##### Data for this task
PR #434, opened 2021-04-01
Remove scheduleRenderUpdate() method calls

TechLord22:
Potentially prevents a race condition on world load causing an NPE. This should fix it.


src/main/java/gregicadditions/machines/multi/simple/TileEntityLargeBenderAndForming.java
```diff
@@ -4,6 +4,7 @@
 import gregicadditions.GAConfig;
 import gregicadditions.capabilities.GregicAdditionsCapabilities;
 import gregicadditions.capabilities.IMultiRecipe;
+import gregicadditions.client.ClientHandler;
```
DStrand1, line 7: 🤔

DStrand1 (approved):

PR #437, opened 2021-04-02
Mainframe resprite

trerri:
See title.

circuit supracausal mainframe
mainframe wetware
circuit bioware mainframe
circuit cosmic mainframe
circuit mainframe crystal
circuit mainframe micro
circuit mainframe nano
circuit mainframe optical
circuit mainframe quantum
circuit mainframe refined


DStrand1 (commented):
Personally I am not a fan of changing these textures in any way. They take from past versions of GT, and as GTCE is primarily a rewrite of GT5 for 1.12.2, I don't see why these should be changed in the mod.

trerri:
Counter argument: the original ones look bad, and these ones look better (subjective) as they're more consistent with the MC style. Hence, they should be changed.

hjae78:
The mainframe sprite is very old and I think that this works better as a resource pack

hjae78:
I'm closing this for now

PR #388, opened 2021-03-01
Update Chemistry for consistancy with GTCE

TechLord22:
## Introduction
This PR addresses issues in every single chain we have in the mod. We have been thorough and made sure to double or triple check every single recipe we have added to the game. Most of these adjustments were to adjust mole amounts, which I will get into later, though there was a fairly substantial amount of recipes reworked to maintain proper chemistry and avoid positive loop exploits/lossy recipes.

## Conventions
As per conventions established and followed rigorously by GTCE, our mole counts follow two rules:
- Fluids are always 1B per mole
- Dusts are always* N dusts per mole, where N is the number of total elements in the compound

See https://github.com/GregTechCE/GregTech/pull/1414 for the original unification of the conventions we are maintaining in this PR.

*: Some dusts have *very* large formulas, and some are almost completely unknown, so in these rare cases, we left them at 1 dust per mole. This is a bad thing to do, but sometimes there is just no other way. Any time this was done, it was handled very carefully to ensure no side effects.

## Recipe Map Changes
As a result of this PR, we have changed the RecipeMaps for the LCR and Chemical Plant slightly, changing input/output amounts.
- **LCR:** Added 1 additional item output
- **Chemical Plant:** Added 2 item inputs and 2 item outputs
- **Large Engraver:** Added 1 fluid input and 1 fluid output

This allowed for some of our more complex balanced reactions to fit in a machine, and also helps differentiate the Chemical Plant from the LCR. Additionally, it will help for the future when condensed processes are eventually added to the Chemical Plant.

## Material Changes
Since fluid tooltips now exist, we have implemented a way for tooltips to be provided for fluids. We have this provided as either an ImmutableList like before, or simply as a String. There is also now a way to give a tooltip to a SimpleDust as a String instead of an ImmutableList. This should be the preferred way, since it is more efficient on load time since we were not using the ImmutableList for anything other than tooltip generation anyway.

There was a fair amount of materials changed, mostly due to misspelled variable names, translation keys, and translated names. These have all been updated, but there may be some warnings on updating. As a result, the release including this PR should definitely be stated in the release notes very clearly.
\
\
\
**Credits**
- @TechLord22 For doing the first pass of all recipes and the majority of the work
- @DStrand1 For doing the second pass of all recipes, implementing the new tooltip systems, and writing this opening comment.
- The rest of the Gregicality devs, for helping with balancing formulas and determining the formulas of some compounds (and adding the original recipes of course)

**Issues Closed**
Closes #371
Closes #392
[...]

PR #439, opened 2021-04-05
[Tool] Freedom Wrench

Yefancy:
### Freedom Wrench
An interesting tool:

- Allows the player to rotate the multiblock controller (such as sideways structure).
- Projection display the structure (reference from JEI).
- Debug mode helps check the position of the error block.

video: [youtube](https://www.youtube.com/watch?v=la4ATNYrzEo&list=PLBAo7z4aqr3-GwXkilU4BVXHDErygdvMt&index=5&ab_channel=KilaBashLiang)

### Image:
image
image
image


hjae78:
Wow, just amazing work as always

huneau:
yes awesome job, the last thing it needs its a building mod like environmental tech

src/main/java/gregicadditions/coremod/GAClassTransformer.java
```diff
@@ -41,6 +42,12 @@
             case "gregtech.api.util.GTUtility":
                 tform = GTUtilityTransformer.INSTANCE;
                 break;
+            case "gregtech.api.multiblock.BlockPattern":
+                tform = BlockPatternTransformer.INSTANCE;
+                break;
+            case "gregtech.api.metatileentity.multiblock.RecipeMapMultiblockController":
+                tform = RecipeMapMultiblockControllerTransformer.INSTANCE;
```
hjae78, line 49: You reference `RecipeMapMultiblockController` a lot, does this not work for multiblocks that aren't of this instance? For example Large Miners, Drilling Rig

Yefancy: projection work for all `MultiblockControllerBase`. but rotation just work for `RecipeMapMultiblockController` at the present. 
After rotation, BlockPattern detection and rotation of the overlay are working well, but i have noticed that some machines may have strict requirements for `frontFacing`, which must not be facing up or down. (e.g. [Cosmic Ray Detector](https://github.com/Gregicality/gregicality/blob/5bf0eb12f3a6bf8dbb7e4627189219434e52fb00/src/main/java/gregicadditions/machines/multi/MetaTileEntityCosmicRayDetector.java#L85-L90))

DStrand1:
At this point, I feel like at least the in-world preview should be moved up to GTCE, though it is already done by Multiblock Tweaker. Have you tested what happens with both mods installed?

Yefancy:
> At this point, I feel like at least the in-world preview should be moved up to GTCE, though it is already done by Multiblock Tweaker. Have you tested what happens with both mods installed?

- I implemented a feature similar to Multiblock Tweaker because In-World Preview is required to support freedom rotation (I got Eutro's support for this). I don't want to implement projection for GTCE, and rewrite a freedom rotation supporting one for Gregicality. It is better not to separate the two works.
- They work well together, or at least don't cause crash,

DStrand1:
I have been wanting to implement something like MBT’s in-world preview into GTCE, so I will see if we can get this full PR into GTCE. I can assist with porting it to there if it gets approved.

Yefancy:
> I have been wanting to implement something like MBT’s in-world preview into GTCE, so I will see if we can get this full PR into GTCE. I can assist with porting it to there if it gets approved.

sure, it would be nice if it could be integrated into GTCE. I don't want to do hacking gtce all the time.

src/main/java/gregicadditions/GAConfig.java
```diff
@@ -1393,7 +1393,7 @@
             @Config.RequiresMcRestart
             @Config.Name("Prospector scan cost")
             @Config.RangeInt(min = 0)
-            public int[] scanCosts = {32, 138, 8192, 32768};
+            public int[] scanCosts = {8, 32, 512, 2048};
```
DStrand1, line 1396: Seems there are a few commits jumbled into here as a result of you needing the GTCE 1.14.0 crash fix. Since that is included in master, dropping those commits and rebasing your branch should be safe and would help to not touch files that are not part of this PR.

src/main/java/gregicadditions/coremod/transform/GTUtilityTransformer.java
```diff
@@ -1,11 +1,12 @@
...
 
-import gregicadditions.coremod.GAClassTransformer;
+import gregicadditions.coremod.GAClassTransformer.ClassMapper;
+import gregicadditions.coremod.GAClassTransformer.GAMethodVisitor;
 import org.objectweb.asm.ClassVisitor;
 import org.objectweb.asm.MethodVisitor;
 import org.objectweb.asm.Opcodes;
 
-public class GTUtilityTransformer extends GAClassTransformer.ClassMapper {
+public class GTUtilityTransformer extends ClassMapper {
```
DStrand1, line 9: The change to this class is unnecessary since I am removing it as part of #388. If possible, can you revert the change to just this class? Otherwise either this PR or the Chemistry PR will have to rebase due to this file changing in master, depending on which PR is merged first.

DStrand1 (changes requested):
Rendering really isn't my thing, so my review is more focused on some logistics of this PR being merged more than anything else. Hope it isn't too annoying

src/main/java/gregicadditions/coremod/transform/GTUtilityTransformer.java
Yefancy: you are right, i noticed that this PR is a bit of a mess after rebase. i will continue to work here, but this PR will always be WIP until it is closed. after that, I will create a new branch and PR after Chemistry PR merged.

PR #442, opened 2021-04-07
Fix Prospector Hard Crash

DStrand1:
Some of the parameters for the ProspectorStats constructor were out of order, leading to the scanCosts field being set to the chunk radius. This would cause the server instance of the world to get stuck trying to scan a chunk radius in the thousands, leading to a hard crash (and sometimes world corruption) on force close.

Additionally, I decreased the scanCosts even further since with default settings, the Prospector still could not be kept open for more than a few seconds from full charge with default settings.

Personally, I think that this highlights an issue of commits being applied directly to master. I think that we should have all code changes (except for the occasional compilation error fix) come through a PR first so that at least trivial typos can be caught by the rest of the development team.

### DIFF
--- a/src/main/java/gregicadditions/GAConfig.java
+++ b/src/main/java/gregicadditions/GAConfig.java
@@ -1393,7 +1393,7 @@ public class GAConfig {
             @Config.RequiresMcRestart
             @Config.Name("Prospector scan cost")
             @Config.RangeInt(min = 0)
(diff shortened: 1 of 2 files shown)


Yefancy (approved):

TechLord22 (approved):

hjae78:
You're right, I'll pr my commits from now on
##########
Assignment:
Above are the records. Copy every line in them holding "circuit".

Answer space:
circuit supracausal mainframe
circuit bioware mainframe
circuit cosmic mainframe
circuit mainframe crystal
circuit mainframe micro
circuit mainframe nano
circuit mainframe optical
circuit mainframe quantum
circuit mainframe refined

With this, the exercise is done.